LM: My whole identity has been tied to place. If you go through all of my art, all of my old music, all these things, they're named after places and spaces that have meant things to me. On this record, I was a little more abstract with some of that stuff, but it is a very place-based album. It is about my relationship to music, but it's also about my relationship to community and geography. The album after this is very much about my relationship to Memphis and this country. Memphis, to me, feels like a sample size of whatever horror is happening in this country. The South is the most potent version of those things. Like, our government just built an AI data center right outside South Memphis. The residents don’t want it, but our mayor is corrupt.
There are so many people here who are in leadership that hate poverty but not the things that cause poverty. They hate poor people. They want to create things that they think are going to eradicate that, but in reality, they're just going to displace people and then they're going to develop those areas. We have a Black mayor who we assumed was rooted in the community and activism. Now, he’s standing alongside the developers and the corporations and handing out tax breaks, because he's a coward. This will poison the people of South Memphis and then later the people of Whitehaven, all for an economic boost that is not going to help the citizens of Memphis.

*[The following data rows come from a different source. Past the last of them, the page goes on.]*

PR #1837, opened 2017-12-04
issue #31636 Expand to more windows, fix New Contact issue

ChristopherCotnoir:


guiclient/projects.cpp
```diff
@@ -554,112 +378,207 @@ void projects::sView()
...
+            break;
+          case -5:
+            errmsg = tr("One or more Purchase order Items refer to this project.");
+            break;
+          case -6:
+            errmsg = tr("One or more Invoices refer to this project.");
+            break;
+          default:
+            errmsg = tr("Error #%1 encountered while trying to delete project.").arg(result);
+        }
```
gilmoskowitz: Move to storedProcErrorLookup() so it'll be handled well now and when we rewrite `deleteProject()`.

guiclient/projects.cpp
```diff
@@ -554,112 +378,207 @@ void projects::sView()
...
 
 void projects::sDelete()
 {
-  XSqlQuery projectsDelete;
-  projectsDelete.prepare("SELECT deleteProject(:prj_id) AS result");
-  projectsDelete.bindValue(":prj_id", list()->id());
-  projectsDelete.exec();
-  if(projectsDelete.first())
+  QList<XTreeWidgetItem*> selected = list()->selectedItems();
+  for (int i = 0; i < selected.size(); i++)
```
gilmoskowitz: Here and elsewhere:
```
XSqlQuery qry;
qry.prepare("SELECT deleteWhatever(:id) AS result;");
foreach (XTreeWidgetItem* item, list()->selectedItems())
{
  // check, bind, exec
}
```

guiclient/projects.cpp
```diff
@@ -554,112 +378,207 @@ void projects::sView()
...
-  if (list()->id() == -1)
+  QList<XTreeWidgetItem*> selected = list()->selectedItems();
+  for (int i = 0; i < selected.size(); i++)
   {
-    QMessageBox::information(this, tr("Project Copy"), tr("Please select a project to copy first"));
-    return;
-  }
+    XTreeWidgetItem* item = (XTreeWidgetItem*)(selected[i]);
+
+    if (item->altId() != 1 || !getPriv(cEdit, item))
```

It's only going to line the pockets of Elon Musk and some of these other people who can make money in that space. These are data centers. There's not that many people working there, and they're not going to hire us because the only jobs that they give Black folks from Memphis are the warehousing jobs, the delivery jobs, the kind of menial jobs that they want us to see us in.

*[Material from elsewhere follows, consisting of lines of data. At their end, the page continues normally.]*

PR #1839, opened 2017-12-06
issue #31642 Remove Work Order Item characteristic usage

ChristopherCotnoir:


ChristopherCotnoir:
Requires xtuple/xtuple#3204.

guiclient/workOrder.cpp
```diff
@@ -112,7 +112,7 @@ workOrder::workOrder(QWidget* parent, const char* name, Qt::WindowFlags fl)
   ItemCharacteristicDelegate * delegate = new ItemCharacteristicDelegate(this);
   _itemcharView->setItemDelegate(delegate);
 
-  _wocharView->setType("WO");
+  _wocharView->setType("W");
```
andersdd: Not sure this is correct.  We are trying to display Item chars on a WO in one widget, and the "pure" WO chars in a second widget.  Something else is needed to achieve this I would suggest.

ChristopherCotnoir: This parallels how it works with Sales Order Items. There are two widgets on that screen as well, and there is no 'Sales Order Item Item' source. Both widgets use the same charuse_target_type. Same is true for everything else. Having it different here is inconsistent. It won't show up in the 'pure' WO chars widget if the 'Item' checkbox on the Characteristic screen is checked anyway.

Is that part of why you want to leave?
LM: Yeah, it’s why I don't want to live here. If my health can be altered because of where I live, I need to leave. I’m lucky I can. These motherfuckers that are just trying to make money and are steeped in capitalism and imperialism don't care about the people and don't care about the land. They don't care about people's health, and they just want to make money. They’ll do that by any means necessary. I want to get away from that if possible. I don't know how, but I want to get away from it.